• [PROBLEM STATEMENT]:
State how many lines of the records include the word "link"; the reply is that number alone.

***

Issue #2900, opened 2016-01-28
Group title link 'undefined' when viewing subgroup I'm not a member of


mhjb:
I'm logged in, and not a member of the (closed) subgroup or (closed) group. 

The underlined link is to /undefined:

![image](https://cloud.githubusercontent.com/assets/1380991/12661209/1a2473c8-c67d-11e5-8580-342f6e134867.png)

rdbartlett:
Seems related to #2911?

toupeira:
Seems to be an Angular issue, the link is fine if you navigate to the sub-group from the parent, but if you load/reload the sub-group directly you'll get `undefined`.

toupeira:
Slightly related: editing a discussion (opening the dialog through the arrow-menu) changes the URL to `/true`, which leads to a 404 on reload.

gdpelican:
Seems fixed!

mhjb:
Alas not fixed: https://www.loomio.org/g/52jcgA8f/le-r-veil-du-gabon-gouvernance-et-institutions

mhjb:
Sweet!

PR #3390, opened 2016-05-25
Serialize out parent groups for groups controller

gdpelican:
#2900

### DIFF
--- a/app/controllers/api/groups_controller.rb
+++ b/app/controllers/api/groups_controller.rb
@@ -56,4 +56,8 @@ class API::GroupsController < API::RestfulController
     Queries::ExploreGroups.new
   end
 
+  def resource_options(scope:, serializer:, root:)
+    { resources: [resource, resource.parent].compact, scope: scope, serializer: serializer, root: root }
+  end
+
 end
--- a/app/controllers/api/groups_controller.rb
+++ b/app/controllers/api/groups_controller.rb
@@ -56,6 +56,9 @@ class API::GroupsController < API::RestfulController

***

• [WRITTEN SOLUTION]:
3